■ **WHAT YOU ARE ASKED TO DO**
Every record that follows must be returned word for word.

■ **Saved entries**
==============================

PR #172, opened 2025-12-30
chore: Tweak compilation profile settings

### LINKED ISSUE #170: Stack traces from "coverage" check are missing line numbers
Unclear if it also affects other things but only the standard library lines here appear to have line numbers. Are we executing tests for coverage without generating debug information or something to that nature?

Example from https://github.com/microsoft/oxidizer/actions/runs/20592503815/job/59140206566?pr=169:

```text
thread 'system_time_ext::tests::display_ok' (2020) panicked at C:\Users\runneradmin\.cargo\registry\src\index.crates.io-1949cf8c6b5b557f\jiff-0.2.16\src\timestamp.rs:2833:41:
duration too big (negative)
stack backtrace:
   0: std::panicking::panic_handler
             at /rustc/806c2a35dcc1db7867864fea0a7a65554a5238b7/library\std\src\panicking.rs:689
   1: core::panicking::panic_fmt
             at /rustc/806c2a35dcc1db7867864fea0a7a65554a5238b7/library\core\src\panicking.rs:80
   2: core::panicking::panic_display
             at /rustc/806c2a35dcc1db7867864fea0a7a65554a5238b7/library\core\src\panicking.rs:259
   3: core::option::expect_failed
             at /rustc/806c2a35dcc1db7867864fea0a7a65554a5238b7/library\core\src\option.rs:2208
   4: <core::option::Option<std::time::SystemTime>>::expect
   5: <std::time::SystemTime as core::convert::From<jiff::timestamp::Timestamp>>::from
   6: core::sync::atomic::fence
   7: tick::system_time_ext::tests::display_ok::{closure#0}
   8: <tick::system_time_ext::tests::display_ok::{closure#0} as core::ops::function::FnOnce<()>>::call_once
   9: core::ops::function::FnOnce::call_once
             at C:\a\rust\rust\library\core\src\ops\function.rs:250
note: Some details are omitted, run with `RUST_BACKTRACE=full` for a verbose backtrace.
```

==============================

■ **FINISHED TASK**
PR #172, opened 2025-12-30
chore: Tweak compilation profile settings

### LINKED ISSUE #170: Stack traces from "coverage" check are missing line numbers
Unclear if it also affects other things but only the standard library lines here appear to have line numbers. Are we executing tests for coverage without generating debug information or something to that nature?

Example from https://github.com/microsoft/oxidizer/actions/runs/20592503815/job/59140206566?pr=169:

```text
thread 'system_time_ext::tests::display_ok' (2020) panicked at C:\Users\runneradmin\.cargo\registry\src\index.crates.io-1949cf8c6b5b557f\jiff-0.2.16\src\timestamp.rs:2833:41:
duration too big (negative)
stack backtrace:
   0: std::panicking::panic_handler
             at /rustc/806c2a35dcc1db7867864fea0a7a65554a5238b7/library\std\src\panicking.rs:689
   1: core::panicking::panic_fmt
             at /rustc/806c2a35dcc1db7867864fea0a7a65554a5238b7/library\core\src\panicking.rs:80
   2: core::panicking::panic_display
             at /rustc/806c2a35dcc1db7867864fea0a7a65554a5238b7/library\core\src\panicking.rs:259
   3: core::option::expect_failed
             at /rustc/806c2a35dcc1db7867864fea0a7a65554a5238b7/library\core\src\option.rs:2208
   4: <core::option::Option<std::time::SystemTime>>::expect
   5: <std::time::SystemTime as core::convert::From<jiff::timestamp::Timestamp>>::from
   6: core::sync::atomic::fence
   7: tick::system_time_ext::tests::display_ok::{closure#0}
   8: <tick::system_time_ext::tests::display_ok::{closure#0} as core::ops::function::FnOnce<()>>::call_once
   9: core::ops::function::FnOnce::call_once
             at C:\a\rust\rust\library\core\src\ops\function.rs:250
note: Some details are omitted, run with `RUST_BACKTRACE=full` for a verbose backtrace.
```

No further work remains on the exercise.